▶ [THE TASK]: A verbatim reproduction of the lines below, from the line containing "Issue #103, opened 2019-05-23" through the line containing "We are using", both ends included, is the whole required output.

▶ [INPUT RECORDS]:

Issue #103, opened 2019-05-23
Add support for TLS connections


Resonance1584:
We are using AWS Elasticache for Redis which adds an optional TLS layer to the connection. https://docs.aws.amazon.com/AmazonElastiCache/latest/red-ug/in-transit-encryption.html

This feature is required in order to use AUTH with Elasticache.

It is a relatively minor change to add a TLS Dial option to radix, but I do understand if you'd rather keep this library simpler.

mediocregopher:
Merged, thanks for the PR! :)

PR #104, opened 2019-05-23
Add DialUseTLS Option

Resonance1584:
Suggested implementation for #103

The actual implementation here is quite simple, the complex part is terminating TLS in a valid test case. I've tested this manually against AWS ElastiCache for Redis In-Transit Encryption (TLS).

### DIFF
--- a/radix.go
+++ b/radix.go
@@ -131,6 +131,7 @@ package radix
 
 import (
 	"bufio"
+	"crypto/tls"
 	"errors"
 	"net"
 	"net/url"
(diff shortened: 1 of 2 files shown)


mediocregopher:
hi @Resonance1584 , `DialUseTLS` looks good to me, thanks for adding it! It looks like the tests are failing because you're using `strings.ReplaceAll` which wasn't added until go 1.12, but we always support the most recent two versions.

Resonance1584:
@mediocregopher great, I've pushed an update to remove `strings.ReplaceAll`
* * *
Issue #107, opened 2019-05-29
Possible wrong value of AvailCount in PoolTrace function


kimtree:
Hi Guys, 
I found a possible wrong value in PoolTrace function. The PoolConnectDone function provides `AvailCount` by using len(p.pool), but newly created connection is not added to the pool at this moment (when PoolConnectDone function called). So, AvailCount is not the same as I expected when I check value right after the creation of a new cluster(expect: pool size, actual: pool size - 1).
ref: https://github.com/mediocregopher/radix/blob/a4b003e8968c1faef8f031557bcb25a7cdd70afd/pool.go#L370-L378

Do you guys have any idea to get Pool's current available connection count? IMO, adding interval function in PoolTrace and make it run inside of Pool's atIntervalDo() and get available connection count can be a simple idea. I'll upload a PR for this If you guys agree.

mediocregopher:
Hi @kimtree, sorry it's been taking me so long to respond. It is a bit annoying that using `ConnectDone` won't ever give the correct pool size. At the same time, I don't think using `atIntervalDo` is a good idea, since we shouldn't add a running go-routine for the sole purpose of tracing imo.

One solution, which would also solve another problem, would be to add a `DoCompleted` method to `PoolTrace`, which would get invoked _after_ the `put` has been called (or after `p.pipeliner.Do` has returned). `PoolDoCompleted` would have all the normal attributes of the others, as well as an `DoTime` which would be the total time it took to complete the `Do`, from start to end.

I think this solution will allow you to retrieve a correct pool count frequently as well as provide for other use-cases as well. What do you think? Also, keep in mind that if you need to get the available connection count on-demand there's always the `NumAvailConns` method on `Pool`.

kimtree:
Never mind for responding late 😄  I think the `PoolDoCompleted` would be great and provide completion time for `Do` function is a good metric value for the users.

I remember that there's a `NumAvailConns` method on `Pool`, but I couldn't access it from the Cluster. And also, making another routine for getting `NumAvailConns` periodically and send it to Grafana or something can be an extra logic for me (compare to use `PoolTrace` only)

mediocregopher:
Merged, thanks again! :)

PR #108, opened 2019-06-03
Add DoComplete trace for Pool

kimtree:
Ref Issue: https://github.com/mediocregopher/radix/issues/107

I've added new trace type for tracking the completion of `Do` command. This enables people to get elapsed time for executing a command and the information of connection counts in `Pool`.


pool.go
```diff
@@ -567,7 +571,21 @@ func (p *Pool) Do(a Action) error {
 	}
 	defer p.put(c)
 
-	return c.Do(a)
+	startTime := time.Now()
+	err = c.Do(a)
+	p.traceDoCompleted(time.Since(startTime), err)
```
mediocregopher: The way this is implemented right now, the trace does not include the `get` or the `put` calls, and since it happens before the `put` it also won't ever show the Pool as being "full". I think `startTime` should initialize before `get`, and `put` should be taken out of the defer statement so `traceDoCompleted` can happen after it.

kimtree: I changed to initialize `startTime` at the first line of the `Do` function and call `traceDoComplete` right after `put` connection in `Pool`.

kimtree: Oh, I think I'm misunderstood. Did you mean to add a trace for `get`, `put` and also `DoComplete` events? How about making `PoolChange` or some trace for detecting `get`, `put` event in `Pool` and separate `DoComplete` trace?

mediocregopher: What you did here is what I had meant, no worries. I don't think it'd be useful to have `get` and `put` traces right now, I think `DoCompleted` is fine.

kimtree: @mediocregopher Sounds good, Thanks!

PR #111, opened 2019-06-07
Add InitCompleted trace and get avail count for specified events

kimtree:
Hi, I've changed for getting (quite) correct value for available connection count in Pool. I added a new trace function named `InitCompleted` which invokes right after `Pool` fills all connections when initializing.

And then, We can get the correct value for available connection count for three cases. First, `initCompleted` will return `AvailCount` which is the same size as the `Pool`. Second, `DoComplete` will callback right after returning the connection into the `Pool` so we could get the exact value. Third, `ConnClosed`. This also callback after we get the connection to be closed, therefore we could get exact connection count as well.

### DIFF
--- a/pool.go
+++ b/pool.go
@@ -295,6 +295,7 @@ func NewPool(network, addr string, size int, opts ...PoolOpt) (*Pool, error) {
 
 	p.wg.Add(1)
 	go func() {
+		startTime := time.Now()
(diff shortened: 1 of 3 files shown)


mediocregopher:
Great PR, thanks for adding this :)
...
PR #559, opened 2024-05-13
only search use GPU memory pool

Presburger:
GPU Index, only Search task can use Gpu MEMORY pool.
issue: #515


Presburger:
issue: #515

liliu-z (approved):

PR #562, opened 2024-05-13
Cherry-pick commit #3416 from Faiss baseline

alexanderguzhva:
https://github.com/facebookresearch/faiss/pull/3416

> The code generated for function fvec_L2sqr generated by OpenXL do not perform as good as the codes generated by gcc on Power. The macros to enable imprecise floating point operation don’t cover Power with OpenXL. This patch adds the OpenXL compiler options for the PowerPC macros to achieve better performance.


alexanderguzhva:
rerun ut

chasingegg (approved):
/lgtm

▶ [EXERCISE RESPONSE]:
Issue #103, opened 2019-05-23
Add support for TLS connections


Resonance1584:
We are using AWS Elasticache for Redis which adds an optional TLS layer to the connection. https://docs.aws.amazon.com/AmazonElastiCache/latest/red-ug/in-transit-encryption.html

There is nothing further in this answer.